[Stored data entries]
*** Begin section ***

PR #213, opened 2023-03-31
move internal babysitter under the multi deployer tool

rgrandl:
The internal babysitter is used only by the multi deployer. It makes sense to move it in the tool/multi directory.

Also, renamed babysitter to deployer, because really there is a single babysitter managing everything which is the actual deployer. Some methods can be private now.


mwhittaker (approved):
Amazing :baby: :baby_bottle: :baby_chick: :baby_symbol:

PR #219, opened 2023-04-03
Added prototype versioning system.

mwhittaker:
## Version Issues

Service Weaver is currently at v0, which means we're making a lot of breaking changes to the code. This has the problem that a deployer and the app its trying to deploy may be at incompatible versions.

*** End section ***

Exercise ::
Reply with the complete data above, every character as it stands.

Response box ::
PR #213, opened 2023-03-31
move internal babysitter under the multi deployer tool

rgrandl:
The internal babysitter is used only by the multi deployer. It makes sense to move it in the tool/multi directory.

Also, renamed babysitter to deployer, because really there is a single babysitter managing everything which is the actual deployer. Some methods can be private now.


mwhittaker (approved):
Amazing :baby: :baby_bottle: :baby_chick: :baby_symbol:

PR #219, opened 2023-04-03
Added prototype versioning system.

mwhittaker:
## Version Issues

Service Weaver is currently at v0, which means we're making a lot of breaking changes to the code. This has the problem that a deployer and the app its trying to deploy may be at incompatible versions.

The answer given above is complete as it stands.